------ GIVEN RECORDS ------

Issue #148, opened 2020-04-25
Ensuring raster sizes are the same


rzinke:
I have been reprocessing some data and I ran into an error related to the size of the rasters from ariaExtract. Specifically, when I run:
ariaExtract.py -w Extracted -f "products/*.nc" -d download -m download -croptounion -l all

I get the error:
Generating: bPerpendicular - [>                                                 ]Traceback (most recent call last):
  File "/u/sar-r0/rzinke/python/miniconda3/envs/ARIA-tools/bin/ariaExtract.py", line 16, in <module>
    main(inps)
  File "/u/sar-r0/rzinke/python/miniconda3/envs/ARIA-tools/lib/python3.6/site-packages/ARIAtools/extractProduct.py", line 757, in main
    export_products(standardproduct_info.products[1], standardproduct_info.bbox_file, prods_TOTbbox, inps.layers, inps.rankedResampling, dem=demfile, lat=Latitude, lon=Longitude, mask=inps.mask, outDir=inps.workdir, outputFormat=inps.outputFormat, stitchMethodType='overlap', verbose=inps.verbose, num_threads=inps.num_threads, multilooking=inps.multilooking)
  File "/u/sar-r0/rzinke/python/miniconda3/envs/ARIA-tools/lib/python3.6/site-packages/ARIAtools/extractProduct.py", line 396, in export_products
    finalize_metadata(outname, open_shapefile(bbox_file, 0, 0).bounds, prods_TOTbbox, dem, lat, lon, mask, outputFormat, verbose=verbose)
  File "/u/sar-r0/rzinke/python/miniconda3/envs/ARIA-tools/lib/python3.6/site-packages/ARIAtools/extractProduct.py", line 501, in finalize_metadata
    out_interpolated = mask.ReadAsArray()*out_interpolated
ValueError: operands could not be broadcast together with shapes (18481,7476) (18481,7477)

So it appears that when aria-tools resamples the data it does not ensure that all rasters (in this case the bPerpendicular) are the same size. Would you like me to try to build this fix in by specifying the array size?

sssangha:
@rzinke, hmm strange, I thought I had resolved this inconsistency a while back. Which revision is this though? Can you try again with my latest PR #145?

------

### PROBLEM STATEMENT
Every line above that holds the word "site" is to be found and copied.

### SOLUTION FOR THIS EXERCISE
  File "/u/sar-r0/rzinke/python/miniconda3/envs/ARIA-tools/lib/python3.6/site-packages/ARIAtools/extractProduct.py", line 757, in main
  File "/u/sar-r0/rzinke/python/miniconda3/envs/ARIA-tools/lib/python3.6/site-packages/ARIAtools/extractProduct.py", line 396, in export_products
  File "/u/sar-r0/rzinke/python/miniconda3/envs/ARIA-tools/lib/python3.6/site-packages/ARIAtools/extractProduct.py", line 501, in finalize_metadata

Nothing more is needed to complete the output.